----- SUPPLIED DATA -----
PR #463, opened 2024-04-14
Data Engine: Autolog to MLflow on datasource queries

kbolashev:
# Implemented in this PR:
- Added a link to open the query in the gallery view
- Added autologging **only on ds.all()** of queries to MLflow
- The logging happens in a parallel thread so as to not interfere with the querying
- Querying works with multiple datasources, correctly saving the query for each ds.
- A new run is created in the last modified experiment per datasource that's being queried, all the queries are then logged into that run.

# Left to implement:
- RIght now the artifacts all get logged with the same name, so they are being overwritten every time. I need to add a tracker for how many logs has been saved.
- Probably would be a good idea to have the autologging togglable in some ways, because the runs created are not being closed and are going to pollute the environment, so I expect advanced users to be able to turn this off.

# Caveats/bugs:
- Closing a run doesn't work if there's a logging session going on to another repo's MLflow. Possible solution - if the current datasource is not in the active run's repo, log in foreground instead of background.

### DIFF
--- a/dagshub/data_engine/model/datasource.py
+++ b/dagshub/data_engine/model/datasource.py
@@ -750,7 +750,8 @@ class Datasource:
         if not is_mlflow_installed:
             return
         # Run ONLY if there's an active run going on
-        if mlflow.active_run() is None:
+        active_run = mlflow.active_run()
+        if active_run is None:
             return
         source_name = self.source.name
 
@@ -758,9 +759,7 @@ class Datasource:
         uuid_chunk = str(uuid.uuid4())[-4:]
-----
- [EXERCISE BRIEF]: Filter the data for the string "with" and copy every line that has it.

- [THE COMPLETED TASK]:
- The logging happens in a parallel thread so as to not interfere with the querying
- Querying works with multiple datasources, correctly saving the query for each ds.
- RIght now the artifacts all get logged with the same name, so they are being overwritten every time. I need to add a tracker for how many logs has been saved.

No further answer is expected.